* _YOUR GOAL_
Please return all lines of the data below containing the string "that".

::: DATA SECTION

PR #1286, opened 2026-07-31
feat: add a presentation builder that renders talks as beamer documents

sbillinge:
Add PresentationBuilder in builders/presentationbuilder.py, register it in the BUILDERS map as presentation, and add the templates it renders. It replaces the standalone script that was kept alongside the talks database.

::::::

* _SOLUTION TO THE EXERCISE_
feat: add a presentation builder that renders talks as beamer documents
Add PresentationBuilder in builders/presentationbuilder.py, register it in the BUILDERS map as presentation, and add the templates it renders. It replaces the standalone script that was kept alongside the talks database.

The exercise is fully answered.